Transformer-based time series models are being increasingly employed for time series data analysis. However, their training remains memory intensive, especially with high-dimensional data and extended look-back windows, while model-level memory optimizations are well studied, the batch formation process remains an underexplored factor to performance inefficiency. This paper introduces a memory-efficient batching framework based on view-based sliding windows operating directly on GPU-resident tensors. This approach eliminates redundant data materialization caused by tensor stacking and reduces data transfer volumes without modifying model architectures. We present two variants of our solution: (1) per-batch optimization for datasets exceeding GPU memory, and (2) dataset-wise optimization for in-memory workloads. We evaluate our proposed batching framework systematically using peak GPU memory consumption and epoch runtime as efficiency metrics across varying batch sizes, sequence lengths, feature dimensions, and model architectures.

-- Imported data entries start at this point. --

PR #163, opened 2020-03-31
Make it faster

sgrif:
Prior to this change, of the time spent in rubyfmt's code, about 60% of
that was in deserialization. I suspected (and turned out to be correct)
that most of that was just the cost of constructing this giant AST,
which we can't really reduce without a more fundamental redesign.
However, I did notice that we were spending a lot of time in some serde
internal code, so I looked into that.

Most of our enums use `#[serde(untagged)]`, which tries to deserialize
each variant and returns the first one that succeeds. This is partially
because serde doesn't support the special kind of internally tagged
representation that Ripper uses, and partially because a lot of our
enums are only sometimes tagged.

Serde generates the best code it can for the general case here. Since it
can't know whether the deserializer actually consumes its input when it
deserializes something, the deserializer can only be used once. But we
need to attempt deserialization multiple times. To do this, Serde
deserializes into an enum which has one variant per method on
`serde::de::Visitor`. The issue here is for `visit_seq`, the appropriate
type to use is a `Vec`, and we are *mostly* dealing with arrays, so this
does a lot of unneccessary allocation and copying (the copy is the main
issue here, jemalloc is making the allocation mostly free).

However, we *are* using a deserializer that deserialize multiple times.
We're just looking at a pointer to a Ruby object, we're not doing any
mutation, and that pointer can be copied for free.

So this commit adds a custom derive which tightly couples our
deserialize impls to our deserializer, by trying to deserialize a
`VALUE`. I've written a `Deserialize` impl which *should* fail if it
ever works with any other deserializer (the way the trait is structured
prevents me from statically enforcing that it only works with one
deserializer). Once we have the `VALUE`, we can construct our
deserializer from it, and try to deserialize as many times as we want.

The code we generate is nearly identical to the code generated by
`#[serde(untagged)]`. The main difference is that we're deserializing
into `VALUE` instead of a `serde::private::de::Content`, and using our
deserializer instead of `serde::private::de::ContentRefDeserializer`. If
for some reason this change needs to be reverted in the future, all
cases of `#[derive(RipperDeserialize)]` can be replaced with
`#[derive(Deserialize)] #[serde(untagged)]` with no change in behavior.
Mostly.

There is one notable change here, which is that any struct which
consisted only of its tag, where it was a tuple struct of a single
element tuple of the tag had to have that wrapping tuple removed. It's
not clear to me if this is a bug in serde, or if its doing some
intentional magic for single element tuple structs. But I've approached
this change from multiple angles and every time I've done anything that
affected the codegen I had to remove the wrapping tuple.

Additionally, by "fixing" this, the expression variant `DotCall`, which
was not properly handled before, was now appearing instead of `Call`
(since it techncially matched). I've swapped the order so we always try
`Call` first, and removed the newtype so it correctly represents the
`:call` tag directly. While this structure still isn't handled, I
believe it's closer to what was intented to work.

On my machine this resulted in a roughly 10% performance increase. This
is what I was expecting but is still sadly low for the amount of time
this took. Luckily when I removed the `to_json` call, I forgot to remove
the `require "json"` so I did that in this commit as well so I can
pretend that it's actually a 20% perf increase.


mikker:
Would you also consider making it _harder, better, stronger_?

Results show consistent memory savings, averaging 90% and runtime improvements of up to 33% across multiple transformer-based models (Informer, Autoformer, Transformer, and PatchTST) and a linear baseline (DLinear) without compromising model accuracy. We extensively validate our method using synthetic and standard real-world benchmarks, demonstrating accuracy preservation and practical scalability in distributed GPU environments. The proposed method highlights batch formation process as a critical component for improving training efficiency.